> _EXERCISE_
Only lines containing the word "didDeselectAllDates" belong in the answer; copy each one from the records.

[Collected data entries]
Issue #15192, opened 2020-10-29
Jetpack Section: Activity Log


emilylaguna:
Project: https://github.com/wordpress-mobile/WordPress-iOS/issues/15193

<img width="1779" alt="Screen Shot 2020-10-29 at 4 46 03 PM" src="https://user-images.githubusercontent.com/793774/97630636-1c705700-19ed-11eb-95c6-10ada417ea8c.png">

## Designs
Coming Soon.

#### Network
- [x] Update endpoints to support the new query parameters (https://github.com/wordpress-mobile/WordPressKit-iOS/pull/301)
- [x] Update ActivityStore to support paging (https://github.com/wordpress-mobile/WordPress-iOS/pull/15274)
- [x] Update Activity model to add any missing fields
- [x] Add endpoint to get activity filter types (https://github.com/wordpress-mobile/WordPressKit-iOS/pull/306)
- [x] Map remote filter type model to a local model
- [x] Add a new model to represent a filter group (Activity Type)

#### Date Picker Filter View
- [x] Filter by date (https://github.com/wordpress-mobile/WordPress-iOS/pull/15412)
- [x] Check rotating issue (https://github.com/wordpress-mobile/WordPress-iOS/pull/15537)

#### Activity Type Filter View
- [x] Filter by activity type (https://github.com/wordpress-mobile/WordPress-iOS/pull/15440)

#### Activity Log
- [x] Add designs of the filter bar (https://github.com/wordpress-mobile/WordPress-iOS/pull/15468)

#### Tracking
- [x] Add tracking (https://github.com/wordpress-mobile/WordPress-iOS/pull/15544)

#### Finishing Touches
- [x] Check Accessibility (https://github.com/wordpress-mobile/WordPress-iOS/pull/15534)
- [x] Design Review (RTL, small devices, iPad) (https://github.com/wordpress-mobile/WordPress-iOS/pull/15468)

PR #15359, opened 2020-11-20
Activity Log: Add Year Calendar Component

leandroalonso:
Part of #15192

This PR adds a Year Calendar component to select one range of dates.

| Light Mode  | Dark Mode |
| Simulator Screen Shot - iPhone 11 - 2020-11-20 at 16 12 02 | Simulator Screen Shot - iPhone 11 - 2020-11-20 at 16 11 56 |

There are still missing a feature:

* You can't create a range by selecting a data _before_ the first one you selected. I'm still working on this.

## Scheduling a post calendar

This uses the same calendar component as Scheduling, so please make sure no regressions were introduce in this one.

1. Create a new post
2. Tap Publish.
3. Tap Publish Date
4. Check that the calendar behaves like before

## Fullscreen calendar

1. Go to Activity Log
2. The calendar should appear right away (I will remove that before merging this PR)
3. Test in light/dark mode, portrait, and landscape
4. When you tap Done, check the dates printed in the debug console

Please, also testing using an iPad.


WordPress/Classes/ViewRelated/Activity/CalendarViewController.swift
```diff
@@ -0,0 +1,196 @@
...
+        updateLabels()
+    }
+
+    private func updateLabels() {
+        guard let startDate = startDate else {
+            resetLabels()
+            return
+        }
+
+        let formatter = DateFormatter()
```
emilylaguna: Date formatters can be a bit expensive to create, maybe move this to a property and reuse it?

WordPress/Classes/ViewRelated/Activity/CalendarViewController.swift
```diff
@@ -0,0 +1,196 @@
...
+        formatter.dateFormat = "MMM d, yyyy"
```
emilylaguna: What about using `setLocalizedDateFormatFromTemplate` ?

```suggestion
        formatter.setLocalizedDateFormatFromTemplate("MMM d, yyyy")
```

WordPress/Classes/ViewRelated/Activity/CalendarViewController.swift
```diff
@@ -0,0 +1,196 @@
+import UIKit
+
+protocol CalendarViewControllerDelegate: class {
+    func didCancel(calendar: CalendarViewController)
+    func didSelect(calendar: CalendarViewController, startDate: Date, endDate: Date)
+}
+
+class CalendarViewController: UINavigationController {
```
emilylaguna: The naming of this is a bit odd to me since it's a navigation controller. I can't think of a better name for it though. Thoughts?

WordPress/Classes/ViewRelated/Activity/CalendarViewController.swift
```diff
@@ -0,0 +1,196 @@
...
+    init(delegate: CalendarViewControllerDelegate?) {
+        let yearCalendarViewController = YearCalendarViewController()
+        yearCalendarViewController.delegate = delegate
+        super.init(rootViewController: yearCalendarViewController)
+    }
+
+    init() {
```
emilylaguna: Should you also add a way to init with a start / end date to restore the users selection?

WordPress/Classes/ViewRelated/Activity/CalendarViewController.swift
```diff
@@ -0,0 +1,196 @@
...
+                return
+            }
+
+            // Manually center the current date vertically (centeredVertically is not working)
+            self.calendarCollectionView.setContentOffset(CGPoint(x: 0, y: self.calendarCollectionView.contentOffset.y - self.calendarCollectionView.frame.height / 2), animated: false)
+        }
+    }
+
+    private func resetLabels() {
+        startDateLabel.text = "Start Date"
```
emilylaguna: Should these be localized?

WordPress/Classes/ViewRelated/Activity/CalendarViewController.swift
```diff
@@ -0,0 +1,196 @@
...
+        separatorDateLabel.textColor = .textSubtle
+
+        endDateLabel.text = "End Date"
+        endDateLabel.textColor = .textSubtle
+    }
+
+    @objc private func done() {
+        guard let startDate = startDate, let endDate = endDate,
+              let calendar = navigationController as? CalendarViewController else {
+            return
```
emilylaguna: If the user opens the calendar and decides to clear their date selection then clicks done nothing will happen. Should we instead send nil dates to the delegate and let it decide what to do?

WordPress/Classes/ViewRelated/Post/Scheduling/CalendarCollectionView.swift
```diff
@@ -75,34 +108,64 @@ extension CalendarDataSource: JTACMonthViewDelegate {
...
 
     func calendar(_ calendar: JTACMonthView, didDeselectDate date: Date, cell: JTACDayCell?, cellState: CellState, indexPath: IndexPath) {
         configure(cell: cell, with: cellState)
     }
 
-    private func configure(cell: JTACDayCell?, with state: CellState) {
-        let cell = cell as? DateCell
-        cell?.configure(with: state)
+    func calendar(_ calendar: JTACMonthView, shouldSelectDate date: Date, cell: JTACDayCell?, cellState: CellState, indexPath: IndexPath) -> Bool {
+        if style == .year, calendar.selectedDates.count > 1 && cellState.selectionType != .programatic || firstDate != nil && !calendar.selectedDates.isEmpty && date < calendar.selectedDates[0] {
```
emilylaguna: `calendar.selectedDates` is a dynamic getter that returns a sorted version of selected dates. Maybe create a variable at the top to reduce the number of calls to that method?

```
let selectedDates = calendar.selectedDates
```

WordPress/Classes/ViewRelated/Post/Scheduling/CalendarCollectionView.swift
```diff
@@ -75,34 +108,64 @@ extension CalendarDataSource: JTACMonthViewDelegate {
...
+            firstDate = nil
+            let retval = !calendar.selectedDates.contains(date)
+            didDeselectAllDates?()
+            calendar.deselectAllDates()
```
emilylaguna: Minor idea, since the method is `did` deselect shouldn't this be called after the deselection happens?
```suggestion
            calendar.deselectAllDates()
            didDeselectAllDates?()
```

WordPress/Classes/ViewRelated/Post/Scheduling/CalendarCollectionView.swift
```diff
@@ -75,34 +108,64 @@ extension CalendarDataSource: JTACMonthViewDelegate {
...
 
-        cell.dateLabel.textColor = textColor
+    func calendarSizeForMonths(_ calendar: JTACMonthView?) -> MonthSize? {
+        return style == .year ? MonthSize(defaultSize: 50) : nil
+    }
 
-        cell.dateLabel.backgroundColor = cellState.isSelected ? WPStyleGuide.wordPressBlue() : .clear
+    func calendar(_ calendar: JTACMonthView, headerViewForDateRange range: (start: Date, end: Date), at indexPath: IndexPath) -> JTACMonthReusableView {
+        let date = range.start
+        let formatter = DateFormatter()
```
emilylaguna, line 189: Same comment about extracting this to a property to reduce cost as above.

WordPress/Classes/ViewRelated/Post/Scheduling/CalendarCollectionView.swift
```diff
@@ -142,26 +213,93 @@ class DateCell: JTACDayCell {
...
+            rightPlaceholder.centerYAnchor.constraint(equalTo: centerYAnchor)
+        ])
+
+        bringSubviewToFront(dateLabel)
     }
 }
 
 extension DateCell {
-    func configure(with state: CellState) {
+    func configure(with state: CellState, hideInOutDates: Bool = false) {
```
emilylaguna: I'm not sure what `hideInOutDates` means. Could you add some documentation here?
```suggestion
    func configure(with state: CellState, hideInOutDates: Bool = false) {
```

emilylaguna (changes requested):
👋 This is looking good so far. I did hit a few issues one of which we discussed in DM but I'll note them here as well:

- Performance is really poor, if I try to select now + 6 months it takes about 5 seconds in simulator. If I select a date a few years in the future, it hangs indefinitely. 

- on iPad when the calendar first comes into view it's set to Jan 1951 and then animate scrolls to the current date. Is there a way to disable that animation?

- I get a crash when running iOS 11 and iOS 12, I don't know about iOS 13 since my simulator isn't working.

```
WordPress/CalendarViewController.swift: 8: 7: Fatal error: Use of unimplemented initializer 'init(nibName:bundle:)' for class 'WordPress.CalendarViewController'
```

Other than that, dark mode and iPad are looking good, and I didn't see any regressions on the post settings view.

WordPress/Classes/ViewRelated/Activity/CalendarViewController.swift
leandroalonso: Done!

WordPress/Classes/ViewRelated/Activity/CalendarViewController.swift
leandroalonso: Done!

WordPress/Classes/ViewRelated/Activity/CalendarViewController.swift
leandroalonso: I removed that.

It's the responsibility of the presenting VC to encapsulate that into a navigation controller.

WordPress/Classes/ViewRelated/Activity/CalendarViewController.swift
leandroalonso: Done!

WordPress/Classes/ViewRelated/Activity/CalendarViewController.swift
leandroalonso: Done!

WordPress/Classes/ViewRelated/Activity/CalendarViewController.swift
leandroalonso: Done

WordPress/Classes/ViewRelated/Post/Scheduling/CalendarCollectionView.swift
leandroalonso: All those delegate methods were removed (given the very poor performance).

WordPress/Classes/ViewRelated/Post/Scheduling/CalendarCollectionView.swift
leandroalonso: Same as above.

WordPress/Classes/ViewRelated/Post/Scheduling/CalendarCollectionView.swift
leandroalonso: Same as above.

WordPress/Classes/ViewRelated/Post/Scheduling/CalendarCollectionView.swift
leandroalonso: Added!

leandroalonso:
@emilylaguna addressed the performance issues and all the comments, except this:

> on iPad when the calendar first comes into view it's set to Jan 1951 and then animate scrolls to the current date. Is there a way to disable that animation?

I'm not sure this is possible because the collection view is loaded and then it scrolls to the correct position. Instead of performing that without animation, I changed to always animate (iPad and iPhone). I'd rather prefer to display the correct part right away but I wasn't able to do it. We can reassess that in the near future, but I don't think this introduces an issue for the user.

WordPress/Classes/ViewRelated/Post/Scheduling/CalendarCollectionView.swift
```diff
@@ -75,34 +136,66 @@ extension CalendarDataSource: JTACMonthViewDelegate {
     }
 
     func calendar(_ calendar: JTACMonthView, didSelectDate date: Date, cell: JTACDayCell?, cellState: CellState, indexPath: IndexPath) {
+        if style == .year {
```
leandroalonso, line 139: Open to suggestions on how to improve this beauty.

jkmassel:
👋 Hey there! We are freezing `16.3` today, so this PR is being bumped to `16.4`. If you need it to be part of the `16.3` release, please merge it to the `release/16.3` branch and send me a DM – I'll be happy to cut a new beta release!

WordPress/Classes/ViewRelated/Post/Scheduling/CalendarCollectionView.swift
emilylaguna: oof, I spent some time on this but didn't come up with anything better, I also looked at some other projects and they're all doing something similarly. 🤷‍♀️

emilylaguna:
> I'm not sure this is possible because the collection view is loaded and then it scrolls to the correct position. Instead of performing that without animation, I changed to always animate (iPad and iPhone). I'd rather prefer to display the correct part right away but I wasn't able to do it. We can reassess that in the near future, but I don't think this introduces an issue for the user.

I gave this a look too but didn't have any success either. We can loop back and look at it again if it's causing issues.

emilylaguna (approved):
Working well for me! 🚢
* * *
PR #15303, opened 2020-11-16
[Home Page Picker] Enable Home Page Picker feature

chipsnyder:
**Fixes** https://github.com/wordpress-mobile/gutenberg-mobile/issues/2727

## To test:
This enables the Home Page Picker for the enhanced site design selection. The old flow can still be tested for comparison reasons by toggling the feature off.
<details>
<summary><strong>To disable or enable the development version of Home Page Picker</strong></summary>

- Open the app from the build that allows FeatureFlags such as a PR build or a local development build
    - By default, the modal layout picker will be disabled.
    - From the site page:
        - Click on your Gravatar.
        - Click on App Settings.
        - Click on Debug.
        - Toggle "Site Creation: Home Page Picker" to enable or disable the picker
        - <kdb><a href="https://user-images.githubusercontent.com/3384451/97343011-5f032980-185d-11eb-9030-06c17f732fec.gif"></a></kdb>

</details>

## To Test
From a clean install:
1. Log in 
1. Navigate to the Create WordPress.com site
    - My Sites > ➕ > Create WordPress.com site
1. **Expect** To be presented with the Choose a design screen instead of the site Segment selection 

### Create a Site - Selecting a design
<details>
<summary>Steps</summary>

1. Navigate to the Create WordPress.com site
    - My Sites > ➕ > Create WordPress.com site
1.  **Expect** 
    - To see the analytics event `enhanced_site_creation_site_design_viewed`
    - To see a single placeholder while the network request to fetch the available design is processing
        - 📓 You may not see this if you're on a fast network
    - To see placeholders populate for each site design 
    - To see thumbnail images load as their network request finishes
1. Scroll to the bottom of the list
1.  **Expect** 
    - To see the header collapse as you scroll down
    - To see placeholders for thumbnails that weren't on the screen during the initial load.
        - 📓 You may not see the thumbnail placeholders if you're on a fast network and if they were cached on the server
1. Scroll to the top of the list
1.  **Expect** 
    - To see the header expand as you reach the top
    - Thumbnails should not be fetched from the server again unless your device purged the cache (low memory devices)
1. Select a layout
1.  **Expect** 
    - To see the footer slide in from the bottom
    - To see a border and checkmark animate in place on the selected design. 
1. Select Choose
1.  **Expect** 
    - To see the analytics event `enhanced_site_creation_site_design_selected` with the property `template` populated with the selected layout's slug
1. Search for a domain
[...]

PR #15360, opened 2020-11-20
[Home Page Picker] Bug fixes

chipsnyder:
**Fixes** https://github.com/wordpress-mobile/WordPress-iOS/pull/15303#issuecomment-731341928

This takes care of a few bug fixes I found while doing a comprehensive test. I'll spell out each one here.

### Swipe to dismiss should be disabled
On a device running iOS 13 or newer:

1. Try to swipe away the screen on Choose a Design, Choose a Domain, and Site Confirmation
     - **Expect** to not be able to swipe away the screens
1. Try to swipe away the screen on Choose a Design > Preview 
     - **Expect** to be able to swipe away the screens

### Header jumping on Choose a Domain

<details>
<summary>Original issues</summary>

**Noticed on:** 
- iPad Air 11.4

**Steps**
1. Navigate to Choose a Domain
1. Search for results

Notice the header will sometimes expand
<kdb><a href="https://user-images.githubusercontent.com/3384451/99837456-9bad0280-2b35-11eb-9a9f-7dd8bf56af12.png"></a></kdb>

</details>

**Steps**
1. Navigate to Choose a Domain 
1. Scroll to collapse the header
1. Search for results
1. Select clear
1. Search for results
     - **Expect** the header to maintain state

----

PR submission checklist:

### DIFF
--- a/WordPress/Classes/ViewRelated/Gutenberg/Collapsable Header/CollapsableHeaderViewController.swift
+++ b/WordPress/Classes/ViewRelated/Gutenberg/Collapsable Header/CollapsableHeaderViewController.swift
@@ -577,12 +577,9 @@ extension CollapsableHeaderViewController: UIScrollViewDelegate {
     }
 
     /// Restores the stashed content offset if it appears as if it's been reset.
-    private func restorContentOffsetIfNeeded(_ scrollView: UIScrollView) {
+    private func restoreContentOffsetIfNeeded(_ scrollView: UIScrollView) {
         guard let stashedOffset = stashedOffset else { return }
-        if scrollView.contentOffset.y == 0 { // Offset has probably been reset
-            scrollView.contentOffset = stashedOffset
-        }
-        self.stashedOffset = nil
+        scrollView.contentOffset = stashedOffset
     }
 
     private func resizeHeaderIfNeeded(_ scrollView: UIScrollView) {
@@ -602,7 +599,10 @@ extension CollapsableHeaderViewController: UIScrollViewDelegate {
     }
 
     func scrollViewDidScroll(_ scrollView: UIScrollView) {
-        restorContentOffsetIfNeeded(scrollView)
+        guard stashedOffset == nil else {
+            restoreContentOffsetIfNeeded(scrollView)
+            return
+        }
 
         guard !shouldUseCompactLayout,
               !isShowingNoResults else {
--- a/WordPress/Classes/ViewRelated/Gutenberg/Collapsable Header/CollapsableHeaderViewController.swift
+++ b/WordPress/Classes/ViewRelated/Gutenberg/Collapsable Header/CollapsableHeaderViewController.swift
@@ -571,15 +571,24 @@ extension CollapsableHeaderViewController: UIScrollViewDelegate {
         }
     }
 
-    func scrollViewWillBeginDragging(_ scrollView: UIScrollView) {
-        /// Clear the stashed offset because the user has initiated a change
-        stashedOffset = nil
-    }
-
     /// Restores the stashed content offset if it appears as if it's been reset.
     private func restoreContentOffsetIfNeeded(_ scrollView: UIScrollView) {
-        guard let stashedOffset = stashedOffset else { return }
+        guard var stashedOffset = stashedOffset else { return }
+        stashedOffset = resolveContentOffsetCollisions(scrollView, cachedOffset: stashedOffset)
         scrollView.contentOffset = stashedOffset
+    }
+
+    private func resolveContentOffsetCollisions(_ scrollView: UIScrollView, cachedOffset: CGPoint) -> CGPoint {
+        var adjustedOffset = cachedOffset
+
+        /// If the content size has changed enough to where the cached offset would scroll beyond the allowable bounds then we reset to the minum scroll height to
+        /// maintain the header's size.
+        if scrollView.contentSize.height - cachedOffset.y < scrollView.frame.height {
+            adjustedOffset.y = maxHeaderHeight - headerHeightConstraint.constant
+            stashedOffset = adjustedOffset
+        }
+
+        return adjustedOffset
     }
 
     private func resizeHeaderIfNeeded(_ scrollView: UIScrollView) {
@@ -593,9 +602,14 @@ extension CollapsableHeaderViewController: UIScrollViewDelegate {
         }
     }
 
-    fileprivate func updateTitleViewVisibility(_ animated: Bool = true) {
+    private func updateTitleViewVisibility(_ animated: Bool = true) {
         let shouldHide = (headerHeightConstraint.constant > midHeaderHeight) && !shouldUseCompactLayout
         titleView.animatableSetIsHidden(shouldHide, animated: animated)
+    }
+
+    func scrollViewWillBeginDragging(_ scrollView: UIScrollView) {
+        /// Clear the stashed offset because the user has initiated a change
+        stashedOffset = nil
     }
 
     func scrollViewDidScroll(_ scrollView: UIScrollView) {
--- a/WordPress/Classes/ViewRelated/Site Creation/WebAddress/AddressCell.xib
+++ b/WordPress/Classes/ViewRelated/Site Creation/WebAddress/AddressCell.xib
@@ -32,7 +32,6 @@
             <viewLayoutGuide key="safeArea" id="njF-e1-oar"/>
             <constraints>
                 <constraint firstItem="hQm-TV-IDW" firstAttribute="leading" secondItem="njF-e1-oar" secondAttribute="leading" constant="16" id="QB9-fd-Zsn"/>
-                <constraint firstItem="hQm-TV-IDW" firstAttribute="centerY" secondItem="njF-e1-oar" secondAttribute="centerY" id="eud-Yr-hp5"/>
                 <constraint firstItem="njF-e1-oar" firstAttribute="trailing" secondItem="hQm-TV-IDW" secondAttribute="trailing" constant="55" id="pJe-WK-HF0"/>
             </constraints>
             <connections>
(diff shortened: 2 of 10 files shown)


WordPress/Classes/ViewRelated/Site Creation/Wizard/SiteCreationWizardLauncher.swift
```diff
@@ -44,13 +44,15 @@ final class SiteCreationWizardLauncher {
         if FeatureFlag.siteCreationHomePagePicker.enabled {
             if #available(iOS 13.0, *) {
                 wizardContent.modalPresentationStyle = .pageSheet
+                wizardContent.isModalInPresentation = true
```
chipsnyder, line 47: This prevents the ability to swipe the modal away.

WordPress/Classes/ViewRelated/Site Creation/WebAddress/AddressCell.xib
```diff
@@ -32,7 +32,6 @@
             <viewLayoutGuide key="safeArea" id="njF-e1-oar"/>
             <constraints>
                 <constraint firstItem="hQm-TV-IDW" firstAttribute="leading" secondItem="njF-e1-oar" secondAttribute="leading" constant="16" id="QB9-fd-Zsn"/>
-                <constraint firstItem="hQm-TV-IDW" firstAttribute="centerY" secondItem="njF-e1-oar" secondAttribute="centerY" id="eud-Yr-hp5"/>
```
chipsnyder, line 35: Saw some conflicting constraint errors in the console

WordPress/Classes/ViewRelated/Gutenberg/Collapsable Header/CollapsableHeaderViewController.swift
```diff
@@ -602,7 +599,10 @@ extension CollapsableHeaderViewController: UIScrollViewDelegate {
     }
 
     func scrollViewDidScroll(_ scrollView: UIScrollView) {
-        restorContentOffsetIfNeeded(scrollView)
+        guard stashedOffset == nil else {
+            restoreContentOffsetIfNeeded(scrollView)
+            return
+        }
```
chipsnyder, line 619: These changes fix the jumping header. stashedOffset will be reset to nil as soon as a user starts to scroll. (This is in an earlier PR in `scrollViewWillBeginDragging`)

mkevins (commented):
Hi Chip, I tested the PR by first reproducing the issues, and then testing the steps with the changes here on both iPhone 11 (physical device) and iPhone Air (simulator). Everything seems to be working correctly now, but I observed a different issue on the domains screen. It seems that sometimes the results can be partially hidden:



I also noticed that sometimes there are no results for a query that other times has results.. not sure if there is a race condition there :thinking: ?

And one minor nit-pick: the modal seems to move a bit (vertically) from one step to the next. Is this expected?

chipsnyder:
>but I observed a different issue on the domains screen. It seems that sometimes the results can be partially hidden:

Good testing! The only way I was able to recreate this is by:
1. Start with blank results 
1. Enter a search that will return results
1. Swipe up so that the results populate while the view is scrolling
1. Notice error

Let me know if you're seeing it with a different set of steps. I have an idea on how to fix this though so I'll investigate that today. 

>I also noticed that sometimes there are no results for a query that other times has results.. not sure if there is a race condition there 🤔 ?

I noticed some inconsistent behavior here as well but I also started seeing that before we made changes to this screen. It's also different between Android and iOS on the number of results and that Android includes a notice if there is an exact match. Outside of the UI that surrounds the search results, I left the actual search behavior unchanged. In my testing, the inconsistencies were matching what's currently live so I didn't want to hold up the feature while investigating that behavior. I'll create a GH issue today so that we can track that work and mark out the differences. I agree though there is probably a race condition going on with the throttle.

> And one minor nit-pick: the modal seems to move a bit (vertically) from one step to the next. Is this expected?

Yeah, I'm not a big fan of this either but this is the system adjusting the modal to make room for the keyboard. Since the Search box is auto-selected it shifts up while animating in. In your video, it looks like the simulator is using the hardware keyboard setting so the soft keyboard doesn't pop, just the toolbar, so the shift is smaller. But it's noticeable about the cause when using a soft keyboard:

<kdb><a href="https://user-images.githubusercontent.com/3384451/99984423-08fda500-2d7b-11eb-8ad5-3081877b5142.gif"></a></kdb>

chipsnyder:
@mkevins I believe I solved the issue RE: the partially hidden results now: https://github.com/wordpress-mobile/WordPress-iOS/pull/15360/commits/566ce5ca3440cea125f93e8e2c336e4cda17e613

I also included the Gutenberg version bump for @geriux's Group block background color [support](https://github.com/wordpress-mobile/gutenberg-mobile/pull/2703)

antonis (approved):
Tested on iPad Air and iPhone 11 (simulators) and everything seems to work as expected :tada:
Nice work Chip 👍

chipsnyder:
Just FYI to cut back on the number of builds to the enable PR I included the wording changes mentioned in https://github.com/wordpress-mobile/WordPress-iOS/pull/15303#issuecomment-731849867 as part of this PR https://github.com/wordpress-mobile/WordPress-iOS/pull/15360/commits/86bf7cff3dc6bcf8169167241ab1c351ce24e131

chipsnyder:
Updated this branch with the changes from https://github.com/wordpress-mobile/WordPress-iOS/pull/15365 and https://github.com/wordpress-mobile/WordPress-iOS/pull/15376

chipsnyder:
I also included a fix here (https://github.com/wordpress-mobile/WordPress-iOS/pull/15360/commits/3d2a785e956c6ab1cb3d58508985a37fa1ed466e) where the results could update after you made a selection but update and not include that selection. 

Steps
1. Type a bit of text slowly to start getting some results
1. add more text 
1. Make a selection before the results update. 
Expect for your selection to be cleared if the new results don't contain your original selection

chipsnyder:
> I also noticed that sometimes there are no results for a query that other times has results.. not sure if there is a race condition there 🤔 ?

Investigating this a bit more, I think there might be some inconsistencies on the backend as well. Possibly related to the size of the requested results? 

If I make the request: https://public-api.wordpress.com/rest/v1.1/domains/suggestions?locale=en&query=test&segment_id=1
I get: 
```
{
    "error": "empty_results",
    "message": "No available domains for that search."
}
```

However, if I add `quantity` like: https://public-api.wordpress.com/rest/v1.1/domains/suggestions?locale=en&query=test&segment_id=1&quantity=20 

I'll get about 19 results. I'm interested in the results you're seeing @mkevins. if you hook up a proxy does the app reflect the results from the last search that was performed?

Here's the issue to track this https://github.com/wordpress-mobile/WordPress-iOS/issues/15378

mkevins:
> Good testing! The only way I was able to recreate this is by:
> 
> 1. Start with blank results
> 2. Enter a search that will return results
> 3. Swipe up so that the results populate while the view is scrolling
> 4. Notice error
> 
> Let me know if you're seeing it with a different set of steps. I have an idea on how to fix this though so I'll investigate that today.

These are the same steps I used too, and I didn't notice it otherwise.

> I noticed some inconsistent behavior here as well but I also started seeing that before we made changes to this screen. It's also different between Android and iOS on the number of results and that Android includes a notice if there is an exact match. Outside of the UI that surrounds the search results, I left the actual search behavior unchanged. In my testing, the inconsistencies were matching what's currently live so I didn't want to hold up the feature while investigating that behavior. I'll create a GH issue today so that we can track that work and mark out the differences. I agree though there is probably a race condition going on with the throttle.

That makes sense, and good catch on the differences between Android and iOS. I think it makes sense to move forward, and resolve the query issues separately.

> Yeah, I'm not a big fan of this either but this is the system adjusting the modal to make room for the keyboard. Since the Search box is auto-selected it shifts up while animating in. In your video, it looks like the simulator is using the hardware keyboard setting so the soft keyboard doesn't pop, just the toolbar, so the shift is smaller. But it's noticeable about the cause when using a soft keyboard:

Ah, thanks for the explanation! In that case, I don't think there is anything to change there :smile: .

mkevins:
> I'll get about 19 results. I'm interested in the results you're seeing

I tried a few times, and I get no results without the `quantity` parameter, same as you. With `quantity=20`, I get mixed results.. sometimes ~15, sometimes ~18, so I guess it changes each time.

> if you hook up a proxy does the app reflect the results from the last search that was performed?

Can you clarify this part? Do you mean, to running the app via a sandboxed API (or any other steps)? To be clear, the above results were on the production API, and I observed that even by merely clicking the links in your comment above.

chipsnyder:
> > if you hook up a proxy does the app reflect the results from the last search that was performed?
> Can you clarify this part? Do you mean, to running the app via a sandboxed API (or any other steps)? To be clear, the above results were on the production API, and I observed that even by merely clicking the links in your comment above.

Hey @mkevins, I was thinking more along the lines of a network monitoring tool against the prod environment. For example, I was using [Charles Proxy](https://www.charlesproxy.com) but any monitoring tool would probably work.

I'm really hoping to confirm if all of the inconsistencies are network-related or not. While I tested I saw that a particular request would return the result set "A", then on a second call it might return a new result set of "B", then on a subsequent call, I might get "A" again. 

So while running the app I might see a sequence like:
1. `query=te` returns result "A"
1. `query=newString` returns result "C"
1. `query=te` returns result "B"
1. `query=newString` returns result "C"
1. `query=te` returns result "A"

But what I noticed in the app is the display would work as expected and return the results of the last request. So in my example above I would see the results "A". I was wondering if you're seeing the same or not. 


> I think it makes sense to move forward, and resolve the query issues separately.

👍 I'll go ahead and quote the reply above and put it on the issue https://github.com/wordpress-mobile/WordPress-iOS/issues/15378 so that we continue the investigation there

> _OUTPUT FOR THIS EXERCISE_
+            didDeselectAllDates?()
            didDeselectAllDates?()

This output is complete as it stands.